Saudi Arabia intercepted 45 drones over its eastern province in the past 24 hours while the UAE intercepted 137 ballistic missiles and 209 drones, per CBS News. Attacks continue across Kuwait and other Gulf states, raising the probability of direct Saudi involvement if Sunday’s strikes trigger Iranian retaliation against Riyadh’s energy infrastructure.

Human costs are escalating. Lebanon’s health ministry reports 1,021 killed and 2,641 injured since the conflict began. Iran’s Red Crescent cited 18,000 civilian injuries including 204 children killed, 53 under age five, according to CNN.

Policy Contradictions Emerge

President Trump stated Friday the U.S. is “getting very close to meeting our objectives” and considering “winding down” military efforts, per NPR — directly contradicting Katz’s Saturday announcement of escalated strikes beginning Sunday. The White House simultaneously removed sanctions on 140 million barrels of Iranian oil stranded at sea in an attempt to lower gasoline prices while deploying 2,000-2,500 additional Marines to the region this weekend.

Key Takeaways
  • Sunday strikes mark shift to direct state confrontation, not proxy warfare
  • Oil Markets in structural breakdown: $106 Brent with 8 million bbl/day supply cut despite 94-97% Strait closure
  • Fed trapped in stagflation scenario with rate hike odds at 15-20%, cut expectations collapsed to 16%
  • Gold down 14% since war began as dollar strength overwhelms safe-haven demand
  • Regional spillover intensifying with Saudi/UAE intercepting hundreds of Iranian projectiles daily

What to Watch

Sunday’s strike intensity will determine whether oil markets price $150-plus Brent or demand destruction scenarios. ExxonMobil’s chief economist assessment that Strait closure persists “harder for longer” suggests structural supply deficit through Q2 at minimum. The Fed’s next dot plot update in June will reveal whether policymakers view this as transitory shock or persistent inflation driver requiring rate hikes despite recession risks.

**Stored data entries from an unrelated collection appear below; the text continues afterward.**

PR #323, opened 2026-09-02
pickles: the linearization, ported and proved to compute the gate contribution

martyall:
kimchi's linearization is a 4220-token reverse-Polish program. Until now this tree adjudicated it only *by value* — `check_linearization.lean` said of the stream that it "never appears in a Lean statement". This branch makes that sentence false, on three independent legs.

## What is proved

```lean
theorem evaluate_fpTokens (α β γ jc van : Fp) (e : Evals Fp) :
    evaluate (e.toEnv Pasta.pallasEndo symMds α β γ jc van … ) fpTokens
      = gateLinearization Pasta.pallasEndo symMds α e

theorem circuit_gateLinearization (inp : Inputs Fp) (α : Fp)
    (htab : ∀ n, (inp.alphaPows n).val V = α ^ n) :
    ⦃⌜True⌝⦄ evaluate (inp.toEnv …) fpTokens
    ⦃⇓ a _ => ⌜a.val V = gateLinearization Pasta.pallasEndo symMds α (inp.evals.map (·.val V))⌝⦄
```

The first says the deployed stream computes the closed form at **every** evaluation and challenge, on both sides of the Pasta cycle. The second says every valuation satisfying the constraints the in-circuit interpreter emits reads its output as that same quantity — the gate contribution to `ft_eval0`.

This is **relative** faithfulness: that the circuit computes what the wire protocol computes. Whether the protocol is sound is out of scope (`docs/soundness-line-retirement.md`).

## How

Proof by reflection. Both sides run at `CMvPolynomial 64 K`, one formal variable per environment input, and the polynomials are compared by compilation. The whole program collapses to **486 monomials** — the linearization is a sum of small per-gate constraints, not a nested product, so normalising it does not blow up, Poseidon's degree-7 S-boxes included.

Two transport lemmas carry the polynomial identity back to the field, neither of which inspects the token array, so the development costs nothing per token:

- `evaluate_map` — the machine commutes with a carrier map intertwining the environments
- `gateLinearization_map` — the closed form transports along an `F`-algebra map, nearly free because every `Argument` already carries its naturality square as `constraints_map`

`gateLinearization` is generalised in place to read at an arbitrary `F`-algebra — the freedom `Argument.constraints` always offered and nothing used. At `R := F` it elaborates exactly as before.

## Constraint-system equality

`linearization_step_circuit` joins the CS-equality corpus and passes: same 474 gates, types, coefficients, wiring and public size as the PureScript dump, which already matches OCaml. Gated on every PR.

Diagnosed by measurement rather than guesswork: 569 rows against 474, and the 62 live α-sites cost exactly 95, so the Alpha+Pow peephole was the entire divergence and nothing else about the port was wrong.

## Trust surface

`Reflect/Certificate.lean` is the only `native_decide` site in the tree outside CompElliptic and `Pasta/Endo.lean`, and `pickles/scripts/check_axioms.sh` is the gate that says so — verified by negative control.

## Not done

- **Completeness.** Without it the soundness statement is satisfiable by a circuit no assignment satisfies. `Reflect/Soundness.lean` says so rather than leaving it implied.
- **The Fq column of the CS corpus.** `fq_reflects` and `evaluate_fqTokens` are proved, but `KimchiFixture.PS.Raw` is Fp-typed and its `build` synthesises the domain from Pallas constants, so nothing checks the Fq circuit against recorded data. Same blocker `group_map_wrap` and `combine_poly_wrap` wait on.
- **The general `skipIfNot`.** `evalLoop_spec` takes the disabled-branch facts as explicit hypotheses; the specialisation is in that theorem's statement rather than the relation. Only matters if optional features are ever enabled, which needs kimchi's fragment to grow lookups first.

https://claude.ai/code/session_01RjRVAXHUPhtxTyPTqKMz3r


formal/pickles/PicklesFixture/Emit.lean
```diff
@@ -0,0 +1,124 @@
+import Pickles.Linearization.Types
```
martyall: this should just be in some scripts subdir to distinguish it from library code

formal/pickles/PicklesFixture.lean
```diff
@@ -0,0 +1,10 @@
+import PicklesFixture.TokenParser
```
martyall: this should just be in some scripts subdir to distinguish it from library code

formal/pickles/PicklesFixture/TokenParser.lean
```diff
@@ -0,0 +1,233 @@
+import Pickles.Linearization.Types
```
martyall: this should just be in some scripts subdir to distinguish it from library code

formal/pickles/Pickles/Linearization/Circuit.lean
```diff
@@ -0,0 +1,399 @@
...
+  /-- The joint combiners agree. -/
+  jointCombiner : ce.jointCombiner.val V = pe.jointCombiner
+  /-- The `β` challenges agree. -/
+  beta : ce.beta.val V = pe.beta
+  /-- The `γ` challenges agree. -/
+  gamma : ce.gamma.val V = pe.gamma
+  /-- Related branches select related results. Conditional rather than pinned to the
+  disabled branch, so the enabled case stays stateable — the feature predicate is a
+  parameter of both environments. -/
+  ifFeature : ∀ (f : FeatureFlag) (t₁ n₁ : CircuitM F (Builder V c) (FVar F)) (t₂ n₂ : F),
```
martyall: why is this pinned to the circuit builder?

formal/pickles/Pickles/Linearization/Circuit.lean
```diff
@@ -0,0 +1,399 @@
...
+same readings — provided the α-table reads as the powers of `α`, which is the caller's
+obligation and what `precomputeAlphaPowers` discharges. -/
+theorem inputs_circuitCompatible [LawfulBasicSystem F c] {V : Valuation F} (endo : F)
+    (mds : Kimchi.Gate.Poseidon.Mds F)
+    (lk : Kimchi.Protocol.Linearization.LookupEvals (FVar F))
+    (feat : FeatureFlag → Bool) (inp : Inputs F) (α : F)
+    (htab : ∀ n, (inp.alphaPows n).val V = α ^ n) :
+    CircuitCompatible V (c := c) (inp.toEnv endo mds lk feat)
+      ((inp.evals.map (·.val V)).toEnv endo mds α (inp.beta.val V) (inp.gamma.val V)
+        (inp.jointCombiner.val V) (inp.vanishes.val V) (fun _ _ => 0)
```
martyall: How is it that ou can ahrd code the unormalized lagrange basis to all 0 here?

formal/pickles/Pickles/Linearization/Map.lean
```diff
@@ -0,0 +1,287 @@
+import Pickles.Linearization.Interpreter
```
martyall: check this module for unused bindings and maximally private bindings

formal/pickles/Pickles/Linearization/Map.lean
```diff
@@ -0,0 +1,287 @@
...
+decidable equality over polynomials.
+-/
+
+namespace Pickles.Linearization
+
+variable {R S : Type} (φ : R → S)
+
+/-- Push a carrier map through the machine state: both arrays cell by cell, position
+unchanged. -/
+def EvalState.map (s : EvalState R) : EvalState S :=
```
martyall: this should be defined alongside EvalState

formal/pickles/Pickles/Linearization/Map.lean
```diff
@@ -0,0 +1,287 @@
...
+  ⟨s.stack.map φ, s.store.map φ, s.position⟩
+
+/-- `φ` intertwines two environments: every operation, and every constant, agrees across
+it. The branch clause is conditional rather than pointwise — `ifFeature` receives thunks,
+so what is required is that related branches give related results. -/
+structure Compatible (e₁ : Env Id R) (e₂ : Env Id S) : Prop where
```
martyall: I question the need for a separate definition here, if you just assume \phi is an f-algrba homomoirphism you get all these for free

formal/pickles/Pickles/Linearization/Circuit.lean
```diff
@@ -0,0 +1,399 @@
...
+
+open Std.Do Snarky
+open scoped Kimchi
+
+variable {F c : Type} [Field F] [DecidableEq F] [BasicSystem F c] [ConstraintHolds F c]
+
+/-- A circuit environment computes a pure one, under a valuation. The affine fields agree
+on the nose; the constraint-emitting fields agree in the sense that any satisfying
+valuation reads their result correctly. -/
+structure CircuitCompatible (V : Valuation F)
```
martyall, line 54: Worth thinking about if you can define a ring strucutre on CircuitM F (FVar F) that makes evaluation an f-algebra hom that would obviate this definition

formal/pickles/Pickles/Linearization/Spec.lean
```diff
@@ -0,0 +1,182 @@
...
+token stream reads — `(endo, mds, α, e)` — so the interpreter environment that adjudicates
+the stream against it should be BUILT from those, not assembled independently. `toEnv` is
+that adapter, and it is the single definition the fixture driver and any reflection proof
+both go through.
+
+## What `toEnv` decides
+
+Four choices, none of them forced by the type:
+
+* **The feature predicate and the lookup evaluations are PARAMETERS**, following the
```
martyall: In general I could go through all the doc comments you've made in this PR and ask if any of these are really necessary. There are already style guides for lean comments which I can tell that you've broken several times

formal/pickles/Pickles/Linearization/Spec.lean
```diff
@@ -0,0 +1,182 @@
...
+/-! ## Naturality
+
+`toEnv` commutes with an `F`-algebra homomorphism, which is what lets the interpreter be
+run once over a polynomial algebra and read back at the field. The gate parameters are
+untouched — `φ` meets them only through `commutes`, since they enter via `algebraMap`. -/
+
+open Pickles.Linearization in
+/-- Mapping the evaluations and building the environment is building the environment and
+transporting it along `φ`. -/
+theorem toEnv_compatible {S : Type} [CommRing S] [Algebra F S] (φ : R →ₐ[F] S)
```
martyall: This has only one call cite, and again I would say that the F-algebra homomorphism would allow you to maybe skip the compatbile structure and just inline this

formal/pickles/Pickles/Reflect/Certificate.lean
```diff
@@ -0,0 +1,281 @@
...
+private def symValueP : MPoly Fp := evaluate (symEnv Pasta.pallasEndo symMds) fpTokens
+
+/-- **The certificate, `Fp` side.** -/
+private theorem fp_reflects :
+    symValueP = gateLinearization Pasta.pallasEndo symMds (xv 51) symEvals := by
+  native_decide
+
+/-- **The deployed `Fp` stream computes the gate linearization.** -/
+theorem evaluate_fpTokens (α β γ jc van : Fp) (e : Evals Fp) :
+    (evaluate (e.toEnv Pasta.pallasEndo symMds α β γ jc van (fun _ _ => 0) LookupEvals.zero
```
martyall: again I'm surprised that you can replace the lagrange by 0

formal/pickles/Pickles/Reflect/Poly.lean
```diff
@@ -0,0 +1,72 @@
...
+CompPoly supplies evaluation as a bare function (`aeval`) and as a ring homomorphism
+(`eval₂Hom`); this packages the two together with `aeval_C`, which is exactly the
+`commutes'` obligation.
+
+Unlike the instance above this may be noncomputable: it appears only in proofs, never in
+the certificate's computation. -/
+
+/-- Evaluation at a point, as an `R`-algebra homomorphism out of the polynomial algebra.
+`aevalAlgHom_X` and `aevalAlgHom_C` are its computation rules. -/
+noncomputable def aevalAlgHom {n : ℕ} {σ : Type*} [CommRing σ] [Algebra R σ]
```
martyall, line 45: THis is just that evaluation is an algebra hom, how is this not part of the standard library?

formal/pickles/Pickles/Linearization/Interpreter.lean
```diff
@@ -272,4 +272,100 @@ def evaluate [Monad m] (env : Env m F) (toks : Array PolishToken) : m F := do
   let s ← evalLoop env toks toks.size toks.size EvalState.init
   pure (topOrZero env s)
 
+
```
martyall, line 270: this module needs another maximally private check

formal/pickles/Pickles/Linearization/Spec.lean
```diff
@@ -136,47 +136,57 @@ def Evals.toEnv (endo : F) (mds : Kimchi.Gate.Poseidon.Mds F)
...
-  jointCombiner := rfl
-  beta := rfl
-  gamma := rfl
-  ifFeature f t₁ n₁ t₂ n₂ ht hn := by
-    simp only [Evals.toEnv]
-    split <;> assumption
+variable (endo : F) (mds : Kimchi.Gate.Poseidon.Mds F) (α β γ jc van : R)
+  (ulb : Bool → Int → R) (lk : LookupEvals R) (feat : FeatureFlag → Bool) (e : Evals R)
+
+@[simp] theorem Evals.toEnv_add (a b : R) :
```
martyall, line 138: check this module for maxmimum privacy

formal/pickles/Pickles/Linearization/Circuit.lean
```diff
@@ -347,26 +346,33 @@ def Inputs.toEnv [Field F] [DecidableEq F] [BasicSystem F c] (endo : F)
...
 lets a finite precomputed table (`precomputeAlphaPowers`) discharge it. The `α` here only
-seeds the base environment and is overwritten by the table. -/
+seeds the base environment and is overwritten by the table. The Lagrange basis is the
+constant zero on both sides; `evaluate_withUlb` lifts the circuit theorem to any gadget. -/
 theorem inputs_circuitCompatible [LawfulBasicSystem F c] {V : Valuation F} (endo : F)
     (mds : Kimchi.Gate.Poseidon.Mds F)
     (lk : Kimchi.Protocol.Linearization.LookupEvals (FVar F))
     (feat : FeatureFlag → Bool) (inp : Inputs F) (α : F) :
-    CircuitCompatible V (c := c) (inp.toEnv endo mds lk feat)
+    CircuitCompatible V (c := c) (inp.toEnv endo mds lk feat (fun _ _ => pure (.const 0)))
```
martyall: why are you already specializing here? feature flags aren't even specialized yet

formal/pickles/Pickles/Linearization/Interpreter.lean
```diff
@@ -372,4 +396,171 @@ theorem evaluate_withAlphaPow [Monad m] (env : Env m F) (g : Nat → F)
   simp only [evaluate, evalLoop_withAlphaPow env g toks hg]
   rfl
 
+
+/-! ## Where a disabled-features run goes
+
+With every feature disabled, `SkipIfNot` runs its second branch only, so the positions a
```
martyall: check this module for maximum privacy

formal/pickles/Pickles/Linearization/Interpreter.lean
```diff
@@ -372,4 +396,171 @@ theorem evaluate_withAlphaPow [Monad m] (env : Env m F) (g : Nat → F)
...
+  | some t => !t.isUlb
+  | none => true
+
+/-- `env` with its Lagrange-basis implementation replaced. -/
+def Env.withUlb (env : Env m F) (g : Bool → Int → m F) : Env m F :=
+  { env with unnormalizedLagrangeBasis := g }
+
+/-- A run with every feature disabled that visits no `unnormalizedLagrangeBasis` does not
+depend on the environment's implementation of it. -/
+theorem evalLoop_withUlb [Monad m] (env : Env m F) (g : Bool → Int → m F)
```
martyall: why would we now have 2 evalLoop theorems?

formal/pickles/Pickles/Linearization/Interpreter.lean
```diff
@@ -372,4 +396,171 @@ theorem evaluate_withAlphaPow [Monad m] (env : Env m F) (g : Nat → F)
...
+                  position := s.position + 1 + n + 1 + falseCount toks (s.position + 1 + n) }) :=
+            fun res => next _ _ rfl
+              (fun i hi => hvis i (List.mem_cons_of_mem _ (List.mem_append_right _ hi)))
+          rw [hfalse]
+          exact congrArg (bind _) (funext hcont)
+        | _ => exact next _ _ rfl (fun i hi => hvis i (List.mem_cons_of_mem _ hi))
+
+/-- The entry point, for a stream no disabled-features run reads
+`unnormalizedLagrangeBasis` in. -/
+theorem evaluate_withUlb [Monad m] (env : Env m F) (g : Bool → Int → m F)
```
martyall: why do we have a separate evaluate theorem just for this ?

formal/pickles/Pickles/Linearization/Spec.lean
```diff
@@ -187,6 +187,11 @@ variable (endo : F) (mds : Kimchi.Gate.Poseidon.Mds F) (α β γ jc van : R)
     (e.toEnv endo mds α β γ jc van ulb lk feat).ifFeature f t n
       = if feat f then t () else n () := rfl
 
+/-- Replacing the Lagrange basis of a `toEnv` is building it with the other one. -/
+theorem Evals.toEnv_withUlb (ulb₀ : Bool → Int → R) :
```
martyall: why is there a ulb variant ? why not make one genreal one

martyall (commented):
Something feels wrong about the way we treat the unnormalized lagrange basis vs the feature flags. The goal is that the library is maximally generic in that it only makes an assumption (eg that they all evaluate to 0) at the last possible moment (highest possible caller), similar to how we don't hardcode `fun _ => false` for all the feature flag gates

The fact that there are ulb and normal variants of many things is a huge red flag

Regional contagion remains the critical variable. If Iran retaliates against Saudi energy infrastructure following Sunday’s strikes, the conflict expands beyond bilateral confrontation into Gulf-wide engagement. That scenario would force immediate SPR releases and potential NATO Article 5 considerations given threats to member state energy security. Markets are not yet pricing that tail risk.

For now, the disconnect between physical oil scarcity and contained price action reflects one reality: global growth expectations are collapsing faster than supply. The question is whether Sunday’s escalation breaks that equilibrium.